Stored data entries |
----------

PR #3693, opened 2021-01-14
HHH-14326 + HHH-14404 Connection closing fixes

yrodiere:
* [HHH-14404](https://hibernate.atlassian.net/browse/HHH-14404): SessionBuilder.connectionHandlingMode is ignored
* [HHH-14326](https://hibernate.atlassian.net/browse/HHH-14326): StoredProcedureQuery instances should be closed by Hibernate ORM

Necessary for https://github.com/quarkusio/quarkus/issues/13273 and https://github.com/quarkusio/quarkus/issues/7242 in particular.

### DIFF
--- a/hibernate-core/src/main/java/org/hibernate/resource/jdbc/internal/LogicalConnectionManagedImpl.java
+++ b/hibernate-core/src/main/java/org/hibernate/resource/jdbc/internal/LogicalConnectionManagedImpl.java
@@ -205,15 +205,7 @@ public class LogicalConnectionManagedImpl extends AbstractLogicalConnectionImple
 		// when releasing resources, we'll abort the batch statement,
 		// which will trigger "logicalConnection.afterStatement()",
 		// which in some configurations will release the connection.
-
-		//Some managed containers might trigger this release concurrently:
-		//this is not how they should do things, still we try to detect it to trigger a more clear error.
-		boolean concurrentUsageDetected = ( this.physicalConnection == null );
 		this.physicalConnection = null;
-		if ( concurrentUsageDetected ) {
-			throw new HibernateException( "Detected concurrent management of connection resources." +
-					" This might indicate a multi-threaded use of Hibernate in combination with managed resources, which is not supported." );
-		}
 		try {
 			try {
 				getResourceRegistry().releaseResources();
--- a/hibernate-core/src/main/java/org/hibernate/resource/jdbc/internal/LogicalConnectionManagedImpl.java
+++ b/hibernate-core/src/main/java/org/hibernate/resource/jdbc/internal/LogicalConnectionManagedImpl.java
@@ -194,16 +194,28 @@ public class LogicalConnectionManagedImpl extends AbstractLogicalConnectionImple
 	}
 
 	private void releaseConnection() {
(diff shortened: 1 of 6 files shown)


hibernate-core/src/main/java/org/hibernate/resource/jdbc/internal/LogicalConnectionManagedImpl.java
```diff
@@ -194,16 +194,28 @@ public void manualReconnect(Connection suppliedConnection) {
...
+		// when releasing resources, we'll abort the batch statement,
+		// which will trigger "logicalConnection.afterStatement()",
+		// which in some configurations will release the connection.
+
+		//Some managed containers might trigger this release concurrently:
+		//this is not how they should do things, still we try to detect it to trigger a more clear error.
+		boolean concurrentUsageDetected = ( this.physicalConnection == null );
+		this.physicalConnection = null;
+		if ( concurrentUsageDetected ) {
+			throw new HibernateException( "Detected concurrent management of connection resources." +
```
Sanne, line 214: I guess it's now impossible to ever get into this state?

I'd be OK with just removing the exception; in the original version before the "attempt to detect" we actually had an NPE triggered - that doesn't seem a likely outcome today so feel free to simplify this a bit.

yrodiere: I suppose we could end up in this state in some cases since the read and write operations on `this.physicalConnection` are not atomic, but I'm not sure. In any case, I can imagine ending up in that state, but yes that sounds unlikely. Even concurrent execution of the code below sounds quite unlikely, though possible.

We could be absolutely sure concurrent execution never happens by using an `AtomicReference` for `this.physicalConnection`, but that feels like overkill, considering people are not supposed to release connections concurrently in the first place?

Anyway, I added a commit to remove this check.

Sanne: thanks :)

And yes consider that this field isn't even `volatile`, compiled code is most likely reading it just once - or even if it did twice, it's not having any memory barrier. So even the very little window which seems present is unlikely to be a real possibility.

hibernate-core/src/test/java/org/hibernate/test/connections/BeforeCompletionReleaseTest.java
```diff
@@ -56,12 +71,40 @@ protected Map getConfig() {
...
+        } );
+
+        Connection connectionSpy = connectionSpies[0];
+
+        // Must close the resources, then the connection, then commit
+        InOrder inOrder = inOrder( statementMock, connectionSpy, transactionSpy );
+        inOrder.verify( statementMock ).close();
+        inOrder.verify( connectionSpy ).close();
+        inOrder.verify( transactionSpy ).commit( any(), anyBoolean() );
+    }
```
Sanne, line 138: :100:

Sanne:
great, merged it in master, checking backports now..

yrodiere:
Thanks!

Sanne:
all merged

----------

Could you give every entry again, exactly as written?

PR #3693, opened 2021-01-14
HHH-14326 + HHH-14404 Connection closing fixes

yrodiere:
* [HHH-14404](https://hibernate.atlassian.net/browse/HHH-14404): SessionBuilder.connectionHandlingMode is ignored
* [HHH-14326](https://hibernate.atlassian.net/browse/HHH-14326): StoredProcedureQuery instances should be closed by Hibernate ORM

Necessary for https://github.com/quarkusio/quarkus/issues/13273 and https://github.com/quarkusio/quarkus/issues/7242 in particular.

### DIFF
--- a/hibernate-core/src/main/java/org/hibernate/resource/jdbc/internal/LogicalConnectionManagedImpl.java
+++ b/hibernate-core/src/main/java/org/hibernate/resource/jdbc/internal/LogicalConnectionManagedImpl.java
@@ -205,15 +205,7 @@ public class LogicalConnectionManagedImpl extends AbstractLogicalConnectionImple
 		// when releasing resources, we'll abort the batch statement,
 		// which will trigger "logicalConnection.afterStatement()",
 		// which in some configurations will release the connection.
-
-		//Some managed containers might trigger this release concurrently:
-		//this is not how they should do things, still we try to detect it to trigger a more clear error.
-		boolean concurrentUsageDetected = ( this.physicalConnection == null );
 		this.physicalConnection = null;
-		if ( concurrentUsageDetected ) {
-			throw new HibernateException( "Detected concurrent management of connection resources." +
-					" This might indicate a multi-threaded use of Hibernate in combination with managed resources, which is not supported." );
-		}
 		try {
 			try {
 				getResourceRegistry().releaseResources();
--- a/hibernate-core/src/main/java/org/hibernate/resource/jdbc/internal/LogicalConnectionManagedImpl.java
+++ b/hibernate-core/src/main/java/org/hibernate/resource/jdbc/internal/LogicalConnectionManagedImpl.java
@@ -194,16 +194,28 @@ public class LogicalConnectionManagedImpl extends AbstractLogicalConnectionImple
 	}
 
 	private void releaseConnection() {
(diff shortened: 1 of 6 files shown)


hibernate-core/src/main/java/org/hibernate/resource/jdbc/internal/LogicalConnectionManagedImpl.java
```diff
@@ -194,16 +194,28 @@ public void manualReconnect(Connection suppliedConnection) {
...
+		// when releasing resources, we'll abort the batch statement,
+		// which will trigger "logicalConnection.afterStatement()",
+		// which in some configurations will release the connection.
+
+		//Some managed containers might trigger this release concurrently:
+		//this is not how they should do things, still we try to detect it to trigger a more clear error.
+		boolean concurrentUsageDetected = ( this.physicalConnection == null );
+		this.physicalConnection = null;
+		if ( concurrentUsageDetected ) {
+			throw new HibernateException( "Detected concurrent management of connection resources." +
```
Sanne, line 214: I guess it's now impossible to ever get into this state?

I'd be OK with just removing the exception; in the original version before the "attempt to detect" we actually had an NPE triggered - that doesn't seem a likely outcome today so feel free to simplify this a bit.

yrodiere: I suppose we could end up in this state in some cases since the read and write operations on `this.physicalConnection` are not atomic, but I'm not sure. In any case, I can imagine ending up in that state, but yes that sounds unlikely. Even concurrent execution of the code below sounds quite unlikely, though possible.

We could be absolutely sure concurrent execution never happens by using an `AtomicReference` for `this.physicalConnection`, but that feels like overkill, considering people are not supposed to release connections concurrently in the first place?

Anyway, I added a commit to remove this check.

Sanne: thanks :)

And yes consider that this field isn't even `volatile`, compiled code is most likely reading it just once - or even if it did twice, it's not having any memory barrier. So even the very little window which seems present is unlikely to be a real possibility.

hibernate-core/src/test/java/org/hibernate/test/connections/BeforeCompletionReleaseTest.java
```diff
@@ -56,12 +71,40 @@ protected Map getConfig() {
...
+        } );
+
+        Connection connectionSpy = connectionSpies[0];
+
+        // Must close the resources, then the connection, then commit
+        InOrder inOrder = inOrder( statementMock, connectionSpy, transactionSpy );
+        inOrder.verify( statementMock ).close();
+        inOrder.verify( connectionSpy ).close();
+        inOrder.verify( transactionSpy ).commit( any(), anyBoolean() );
+    }
```
Sanne, line 138: :100:

Sanne:
great, merged it in master, checking backports now..

yrodiere:
Thanks!

Sanne:
all merged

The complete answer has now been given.